• Collected data:
PR #344, opened 2019-08-05
Introducing shared_ptr instead self-implemented of refcounted objects.

pirogronian:
Second commit increased CPU load by about 10% on my machine. Should I proceed or should there  be a better implementation?

### DIFF
--- a/src/celengine/body.cpp
+++ b/src/celengine/body.cpp
@@ -544,7 +544,7 @@ UniversalCoord Body::getPosition(double tdb) const
 {
     Vector3d position = Vector3d::Zero();
 
-    const TimelinePhase* phase = timeline->findPhase(tdb);
+    auto phase = timeline->findPhase(tdb);
     Vector3d p = phase->orbit()->positionAtTime(tdb);
     ReferenceFrame* frame = phase->orbitFrame();
 
@@ -569,7 +569,7 @@ UniversalCoord Body::getPosition(double tdb) const
  */
 Quaterniond Body::getOrientation(double tdb) const
 {
-    const TimelinePhase* phase = timeline->findPhase(tdb);
+    auto phase = timeline->findPhase(tdb);
     return phase->rotationModel()->orientationAtTime(tdb) * phase->bodyFrame()->getOrientation(tdb);
 }
 
@@ -578,7 +578,7 @@ Quaterniond Body::getOrientation(double tdb) const
  */
 Vector3d Body::getVelocity(double tdb) const
 {
-    const TimelinePhase* phase = timeline->findPhase(tdb);
+    auto phase = timeline->findPhase(tdb);
 
     ReferenceFrame* orbitFrame = phase->orbitFrame();
 
@@ -599,7 +599,7 @@ Vector3d Body::getVelocity(double tdb) const
  */
 Vector3d Body::getAngularVelocity(double tdb) const
 {
-    const TimelinePhase* phase = timeline->findPhase(tdb);
+    auto phase = timeline->findPhase(tdb);
 
     Vector3d v = phase->rotationModel()->angularVelocityAtTime(tdb);
 
@@ -622,7 +622,7 @@ Vector3d Body::getAngularVelocity(double tdb) const
  */
 Matrix4d Body::getLocalToAstrocentric(double tdb) const
 {
-    const TimelinePhase* phase = timeline->findPhase(tdb);
+    auto phase = timeline->findPhase(tdb);
     Vector3d p = phase->orbitFrame()->convertToAstrocentric(phase->orbit()->positionAtTime(tdb), tdb);
     return Eigen::Transform<double, 3, Affine>(Translation3d(p)).matrix();
 }
@@ -633,7 +633,7 @@ Matrix4d Body::getLocalToAstrocentric(double tdb) const
 Vector3d Body::getAstrocentricPosition(double tdb) const
 {
     // TODO: Switch the iterative method used in getPosition
-    const TimelinePhase* phase = timeline->findPhase(tdb);
+    auto phase = timeline->findPhase(tdb);
     return phase->orbitFrame()->convertToAstrocentric(phase->orbit()->positionAtTime(tdb), tdb);
 }
 
@@ -642,7 +642,7 @@ Vector3d Body::getAstrocentricPosition(double tdb) const
  */
 Quaterniond Body::getEclipticToFrame(double tdb) const
 {
-    const TimelinePhase* phase = timeline->findPhase(tdb);
+    auto phase = timeline->findPhase(tdb);
     return phase->bodyFrame()->getOrientation(tdb);
 }
 
@@ -652,7 +652,7 @@ Quaterniond Body::getEclipticToFrame(double tdb) const
  */
 Quaterniond Body::getEclipticToEquatorial(double tdb) const
 {
-    const TimelinePhase* phase = timeline->findPhase(tdb);
+    auto phase = timeline->findPhase(tdb);
     return phase->rotationModel()->equatorOrientationAtTime(tdb) * phase->bodyFrame()->getOrientation(tdb);
 }
 
@@ -662,7 +662,7 @@ Quaterniond Body::getEclipticToEquatorial(double tdb) const
  */
 Quaterniond Body::getEclipticToBodyFixed(double tdb) const
 {
-    const TimelinePhase* phase = timeline->findPhase(tdb);
+    auto phase = timeline->findPhase(tdb);
     return phase->rotationModel()->orientationAtTime(tdb) * phase->bodyFrame()->getOrientation(tdb);
 }
 
@@ -672,7 +672,7 @@ Quaterniond Body::getEclipticToBodyFixed(double tdb) const
 // meridian, and z-axis at a right angle the xy plane.
 Quaterniond Body::getEquatorialToBodyFixed(double tdb) const
 {
-    const TimelinePhase* phase = timeline->findPhase(tdb);
+    auto phase = timeline->findPhase(tdb);
     return phase->rotationModel()->spin(tdb);
 }
 
--- a/src/celengine/body.cpp
+++ b/src/celengine/body.cpp
@@ -217,7 +217,7 @@ void Body::markUpdated()
 }
 
 
-const shared_ptr<const ReferenceFrame>& Body::getOrbitFrame(double tdb) const
+const ReferenceFrame::SharedConstPtr& Body::getOrbitFrame(double tdb) const
 {
     return timeline->findPhase(tdb)->orbitFrame();
 }
@@ -229,7 +229,7 @@ const Orbit* Body::getOrbit(double tdb) const
 }
 
 
-const shared_ptr<const ReferenceFrame>& Body::getBodyFrame(double tdb) const
+const ReferenceFrame::SharedConstPtr& Body::getBodyFrame(double tdb) const
 {
     return timeline->findPhase(tdb)->bodyFrame();
 }
--- a/src/celengine/body.cpp
+++ b/src/celengine/body.cpp
@@ -217,7 +217,7 @@ void Body::markUpdated()
 }
 
 
-const ReferenceFrame* Body::getOrbitFrame(double tdb) const
+const shared_ptr<const ReferenceFrame>& Body::getOrbitFrame(double tdb) const
 {
     return timeline->findPhase(tdb)->orbitFrame();
 }
@@ -229,7 +229,7 @@ const Orbit* Body::getOrbit(double tdb) const
 }
 
 
-const ReferenceFrame* Body::getBodyFrame(double tdb) const
+const shared_ptr<const ReferenceFrame>& Body::getBodyFrame(double tdb) const
 {
     return timeline->findPhase(tdb)->bodyFrame();
 }
@@ -546,7 +546,7 @@ UniversalCoord Body::getPosition(double tdb) const
 
     auto phase = timeline->findPhase(tdb);
     Vector3d p = phase->orbit()->positionAtTime(tdb);
-    ReferenceFrame* frame = phase->orbitFrame();
+    auto frame = phase->orbitFrame();
 
     while (frame->getCenter().getType() == Selection::Type_Body)
     {
@@ -580,7 +580,7 @@ Vector3d Body::getVelocity(double tdb) const
 {
     auto phase = timeline->findPhase(tdb);
 
-    ReferenceFrame* orbitFrame = phase->orbitFrame();
+    auto orbitFrame = phase->orbitFrame();
 
     Vector3d v = phase->orbit()->velocityAtTime(tdb);
     v = orbitFrame->getOrientation(tdb).conjugate() * v + orbitFrame->getCenter().getVelocity(tdb);
@@ -603,7 +603,7 @@ Vector3d Body::getAngularVelocity(double tdb) const
 
     Vector3d v = phase->rotationModel()->angularVelocityAtTime(tdb);
 
-    ReferenceFrame* bodyFrame = phase->bodyFrame();
+    auto bodyFrame = phase->bodyFrame();
     v = bodyFrame->getOrientation(tdb).conjugate() * v;
     if (!bodyFrame->isInertial())
     {
--- a/src/celengine/frame.cpp
+++ b/src/celengine/frame.cpp
@@ -729,7 +729,7 @@ FrameVector::createRelativeVelocityVector(const Selection& _observer,
 
 FrameVector
 FrameVector::createConstantVector(const Vector3d& _vec,
-                                  const ReferenceFrame* _frame)
+                                  const shared_ptr<const ReferenceFrame>& _frame)
 {
     FrameVector fv(ConstantVector);
     fv.vec = _vec;
--- a/src/celengine/frame.cpp
+++ b/src/celengine/frame.cpp
@@ -697,12 +697,6 @@ FrameVector::FrameVector(FrameVectorType t) :
 {
 }
 
-
-FrameVector::~FrameVector()
-{
-}
-
-
 FrameVector
 FrameVector::createRelativePositionVector(const Selection& _observer,
                                           const Selection& _target)
@@ -729,7 +723,7 @@ FrameVector::createRelativeVelocityVector(const Selection& _observer,
 
 FrameVector
 FrameVector::createConstantVector(const Vector3d& _vec,
-                                  const shared_ptr<const ReferenceFrame>& _frame)
+                                  const ReferenceFrame::SharedConstPtr& _frame)
 {
     FrameVector fv(ConstantVector);
     fv.vec = _vec;
--- a/src/celengine/frame.cpp
+++ b/src/celengine/frame.cpp
@@ -29,31 +29,9 @@ static const double ANGULAR_VELOCITY_DIFF_DELTA = 1.0 / 1440.0;
 /*** ReferenceFrame ***/
 
 ReferenceFrame::ReferenceFrame(Selection center) :
-    centerObject(center),
-    refCount(0)
+    centerObject(center)
 {
 }
-
-
-int
-ReferenceFrame::addRef() const
-{
-    return ++refCount;
-}
-
-
-int
-ReferenceFrame::release() const
-{
-    --refCount;
-    assert(refCount >= 0);
-    int refCountCopy = refCount;
-    if (refCount <= 0)
-        delete this;
-
-    return refCountCopy;
-}
-
 
 // High-precision rotation using 64.64 fixed point path. Rotate uc by
 // the rotation specified by unit quaternion q.
@@ -691,8 +669,6 @@ FrameVector::FrameVector(const FrameVector& fv) :
     vec(fv.vec),
     frame(fv.frame)
 {
-    if (frame != nullptr)
-        frame->addRef();
 }
 
 
@@ -705,11 +681,7 @@ FrameVector::operator=(const FrameVector& fv)
     target = fv.target;
     vec = fv.vec;
 
-    if (frame != nullptr)
-        frame->release();
     frame = fv.frame;
-    if (frame != nullptr)
-        frame->addRef();
 
     return *this;
 }
@@ -728,8 +700,6 @@ FrameVector::FrameVector(FrameVectorType t) :
 
 FrameVector::~FrameVector()
 {
-    if (frame != nullptr)
-        frame->release();
 }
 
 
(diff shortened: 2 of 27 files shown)


src/celengine/timeline.cpp
```diff
@@ -27,9 +27,7 @@ Timeline::~Timeline()
     for (auto phase : phases)
     {
         // Remove the phase from whatever phase tree contains it.
-        phase->getFrameTree()->removeChild(phase);
-
-        phase->release();
+        phase->getFrameTree()->removeChild(phase.get());
```
375gnu: I believe  FrameTree owns its children so it should accept sharedptr not raw.

src/celengine/timeline.cpp
```diff
@@ -46,14 +44,13 @@ Timeline::appendPhase(TimelinePhase* phase)
             return false;
     }
 
-    phase->addRef();
-    phases.push_back(phase);
+    phases.push_back(shared_ptr<TimelinePhase>(phase));
```
375gnu: have you tried to leave `phases.push_back(phase);`? compiler should generate calls to create shared_ptr

src/celengine/timeline.h
```diff
@@ -38,7 +39,7 @@ class Timeline
     void markChanged();
 
 private:
-    std::vector<TimelinePhase*> phases;
+    std::vector<std::shared_ptr<TimelinePhase> > phases;
```
375gnu: in modern c++ it's not required to add a space between > and > in templates

src/celengine/timelinephase.cpp
```diff
@@ -34,19 +34,14 @@ TimelinePhase::TimelinePhase(Body* _body,
...
-    refCount(0)
+    m_owner(_owner)
 {
     // assert(owner == orbitFrame->getCenter()->getFrameTree());
-    m_orbitFrame->addRef();
-    m_bodyFrame->addRef();
 }
 
 
 TimelinePhase::~TimelinePhase()
```
375gnu: `~TimelinePhase() = default` in header file

src/celengine/timeline.cpp
pirogronian: I believe it's done this way in second commit.

src/celengine/timeline.cpp
pirogronian: I'm nearly sure 've tried, also hoping compiler will do the rest.

src/celengine/timeline.h
pirogronian: Good to know. :-)

375gnu:
> Second commit increased CPU load by about 10% on my machine. Should I proceed or should there be a better implementation?

Damn, i didn't expected so high growth.

Can we live with the current code?

pirogronian:
> Damn, i didn't expected so high growth.

I believe it's due to pass shared_ptr as value. I try to make it passing as a reference.

> Can we live with the current code?

Yes, but also mainteining current set of features. So, good bye dynamic unloading...

375gnu:
> Yes, but also mainteining current set of features. So, good bye dynamic unloading...

Why you can't unload objects with current ref counters?

pirogronian:
> Why you can't unload objects with current ref counters?

I can and I tried it in this PR. I only wanted to make common base for such a ref counters. You know the rest :-)

pirogronian:
With passing shared_ptr as reference, even with additional shared_ptr usage in Timeline, CPU load seems to remain normal.

src/celengine/frametree.cpp
```diff
@@ -172,23 +170,22 @@ FrameTree::addChild(TimelinePhase* phase)
...
-        (*iter)->release();
         children.erase(iter);
         markChanged();
     }
 }
 
 
 /*! Return the child at the specified index. */
-TimelinePhase*
+const TimelinePhase*
```
375gnu: why do you have raw pointer here?

i suppose we *should* always return smart pointers, we *can* accept raw pointers (if we don't store them anywhere)

src/celengine/frametree.h
```diff
@@ -39,9 +40,9 @@ class FrameTree
 
     ReferenceFrame* getDefaultReferenceFrame() const;
 
-    void addChild(TimelinePhase* phase);
-    void removeChild(TimelinePhase* phase);
-    TimelinePhase* getChild(unsigned int n) const;
+    void addChild(std::shared_ptr<const TimelinePhase> &phase);
+    void removeChild(std::shared_ptr<const TimelinePhase> &phase);
+    const TimelinePhase* getChild(unsigned int n) const;
```
375gnu: and raw pointer here

src/celengine/solarsys.cpp
```diff
@@ -518,7 +509,7 @@ static bool CreateTimeline(Body* body,
         const Timeline* timeline = body->getTimeline();
         if (timeline->phaseCount() == 1)
         {
-            const TimelinePhase* phase = timeline->getPhase(0);
+            auto phase = timeline->getPhase(0);
```
375gnu: here you can use raw pointers to speedup a little bit:
`auto phase = timeline->getPhase(0).get();`

src/celestia/celx_phase.cpp
```diff
@@ -28,12 +28,10 @@ class PhaseReference
     PhaseReference(const TimelinePhase& _phase) :
     phase(&_phase)
 {
-        phase->addRef();
```
375gnu: Actually you should remove PhaseReference and use shared_ptr instead directly

src/celengine/frametree.cpp
pirogronian: Probably because I wanted to check impact on perfomance on the first place. Now I'm implementing it more comprehently and I'm stuck with domino effect... Probably will be finished tomorrow.

pirogronian:
After 246aa4c CPU still remains normal. However, lua interface for frames is not tested yet.

pirogronian:
CPU usage still normal :-)

src/celengine/frame.cpp
```diff
@@ -728,8 +700,6 @@ FrameVector::FrameVector(FrameVectorType t) :
 
 FrameVector::~FrameVector()
```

• TASK OBJECTIVE:
Check each line of the data for the string "know" and state how many lines contain it, without any other output.

• RESPONSE TO THIS EXERCISE:
2